When a line in the records contains the string "NULL", copy that line.

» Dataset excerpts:
====================

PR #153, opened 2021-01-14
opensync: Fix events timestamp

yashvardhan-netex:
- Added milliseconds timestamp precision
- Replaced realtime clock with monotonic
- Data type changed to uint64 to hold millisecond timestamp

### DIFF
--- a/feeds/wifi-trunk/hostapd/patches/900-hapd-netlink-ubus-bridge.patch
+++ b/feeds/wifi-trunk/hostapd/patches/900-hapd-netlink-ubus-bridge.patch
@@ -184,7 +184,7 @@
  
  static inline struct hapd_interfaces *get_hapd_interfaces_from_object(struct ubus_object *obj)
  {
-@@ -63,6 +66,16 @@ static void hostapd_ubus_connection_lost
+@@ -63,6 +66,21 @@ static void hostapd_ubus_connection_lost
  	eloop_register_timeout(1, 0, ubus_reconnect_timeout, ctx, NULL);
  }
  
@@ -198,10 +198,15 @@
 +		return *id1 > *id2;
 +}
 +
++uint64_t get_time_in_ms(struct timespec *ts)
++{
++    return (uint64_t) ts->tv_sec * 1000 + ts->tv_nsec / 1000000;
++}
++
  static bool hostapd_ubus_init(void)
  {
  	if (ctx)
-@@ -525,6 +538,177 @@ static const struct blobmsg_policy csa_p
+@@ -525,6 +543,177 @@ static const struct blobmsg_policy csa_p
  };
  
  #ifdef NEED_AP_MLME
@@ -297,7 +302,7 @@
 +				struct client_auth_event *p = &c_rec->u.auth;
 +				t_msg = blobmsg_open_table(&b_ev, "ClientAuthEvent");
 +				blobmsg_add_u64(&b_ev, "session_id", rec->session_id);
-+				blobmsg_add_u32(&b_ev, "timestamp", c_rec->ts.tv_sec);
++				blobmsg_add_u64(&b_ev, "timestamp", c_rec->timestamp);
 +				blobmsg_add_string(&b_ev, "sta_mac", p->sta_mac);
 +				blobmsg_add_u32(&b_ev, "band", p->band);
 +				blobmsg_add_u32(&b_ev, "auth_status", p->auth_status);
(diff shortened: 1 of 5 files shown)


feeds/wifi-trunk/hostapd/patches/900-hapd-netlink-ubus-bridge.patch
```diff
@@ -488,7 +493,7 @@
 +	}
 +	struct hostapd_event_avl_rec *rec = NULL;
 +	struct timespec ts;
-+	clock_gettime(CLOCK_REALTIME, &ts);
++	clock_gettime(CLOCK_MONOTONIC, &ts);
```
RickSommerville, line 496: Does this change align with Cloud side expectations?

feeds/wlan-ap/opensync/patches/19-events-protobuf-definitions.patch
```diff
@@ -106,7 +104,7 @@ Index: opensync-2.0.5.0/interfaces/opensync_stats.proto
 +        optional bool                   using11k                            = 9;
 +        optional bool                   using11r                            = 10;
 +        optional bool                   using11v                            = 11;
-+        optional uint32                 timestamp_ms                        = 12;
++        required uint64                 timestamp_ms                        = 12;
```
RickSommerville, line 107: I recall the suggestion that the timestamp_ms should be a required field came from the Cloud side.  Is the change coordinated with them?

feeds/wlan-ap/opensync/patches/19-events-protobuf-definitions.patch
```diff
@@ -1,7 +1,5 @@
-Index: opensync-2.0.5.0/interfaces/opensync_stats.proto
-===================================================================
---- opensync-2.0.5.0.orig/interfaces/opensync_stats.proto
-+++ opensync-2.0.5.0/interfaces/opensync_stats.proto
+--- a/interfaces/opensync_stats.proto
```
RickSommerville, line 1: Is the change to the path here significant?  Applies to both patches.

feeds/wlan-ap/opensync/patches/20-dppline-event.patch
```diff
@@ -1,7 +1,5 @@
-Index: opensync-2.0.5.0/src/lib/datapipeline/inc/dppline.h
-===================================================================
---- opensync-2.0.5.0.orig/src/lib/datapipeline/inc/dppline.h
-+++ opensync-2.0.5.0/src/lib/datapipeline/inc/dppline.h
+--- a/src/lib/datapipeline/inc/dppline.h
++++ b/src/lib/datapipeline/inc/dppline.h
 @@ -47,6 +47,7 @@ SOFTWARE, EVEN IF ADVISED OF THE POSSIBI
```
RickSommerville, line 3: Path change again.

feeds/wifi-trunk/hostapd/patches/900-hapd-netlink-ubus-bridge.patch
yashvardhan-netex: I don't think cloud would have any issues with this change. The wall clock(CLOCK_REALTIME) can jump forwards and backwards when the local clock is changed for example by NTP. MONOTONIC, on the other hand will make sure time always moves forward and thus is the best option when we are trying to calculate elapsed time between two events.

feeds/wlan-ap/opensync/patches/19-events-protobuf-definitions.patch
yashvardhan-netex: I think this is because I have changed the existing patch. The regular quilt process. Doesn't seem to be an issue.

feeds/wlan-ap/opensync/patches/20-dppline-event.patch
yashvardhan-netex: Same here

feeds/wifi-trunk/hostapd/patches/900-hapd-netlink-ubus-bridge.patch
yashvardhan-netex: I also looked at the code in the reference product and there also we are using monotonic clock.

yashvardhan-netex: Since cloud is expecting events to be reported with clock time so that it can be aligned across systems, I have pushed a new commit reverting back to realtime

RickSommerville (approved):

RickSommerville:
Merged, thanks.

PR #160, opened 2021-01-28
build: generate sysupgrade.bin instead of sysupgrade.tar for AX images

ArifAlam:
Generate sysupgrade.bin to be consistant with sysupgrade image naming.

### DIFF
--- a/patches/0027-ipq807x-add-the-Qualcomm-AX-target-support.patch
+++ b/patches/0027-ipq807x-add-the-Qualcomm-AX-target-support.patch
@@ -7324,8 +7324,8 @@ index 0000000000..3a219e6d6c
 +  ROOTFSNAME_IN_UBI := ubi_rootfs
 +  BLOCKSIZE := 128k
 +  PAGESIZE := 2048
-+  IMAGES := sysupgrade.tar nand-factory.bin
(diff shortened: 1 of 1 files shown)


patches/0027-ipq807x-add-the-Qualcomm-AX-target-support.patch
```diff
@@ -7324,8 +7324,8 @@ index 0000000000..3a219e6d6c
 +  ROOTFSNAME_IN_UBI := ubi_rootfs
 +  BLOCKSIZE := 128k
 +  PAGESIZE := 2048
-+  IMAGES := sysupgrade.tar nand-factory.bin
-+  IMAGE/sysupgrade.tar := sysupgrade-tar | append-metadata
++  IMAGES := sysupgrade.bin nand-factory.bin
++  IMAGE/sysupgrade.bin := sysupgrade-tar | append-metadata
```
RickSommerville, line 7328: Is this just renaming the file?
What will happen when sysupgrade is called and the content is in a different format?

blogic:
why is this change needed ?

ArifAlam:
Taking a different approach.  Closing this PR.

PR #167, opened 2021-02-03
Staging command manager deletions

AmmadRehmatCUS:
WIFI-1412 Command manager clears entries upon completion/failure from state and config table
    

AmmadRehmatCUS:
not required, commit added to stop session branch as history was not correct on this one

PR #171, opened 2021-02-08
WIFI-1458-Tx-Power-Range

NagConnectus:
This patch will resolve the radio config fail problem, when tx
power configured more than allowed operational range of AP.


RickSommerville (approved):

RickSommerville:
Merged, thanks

====================

» Output of the task:
  	eloop_register_timeout(1, 0, ubus_reconnect_timeout, ctx, NULL);
 +	struct hostapd_event_avl_rec *rec = NULL;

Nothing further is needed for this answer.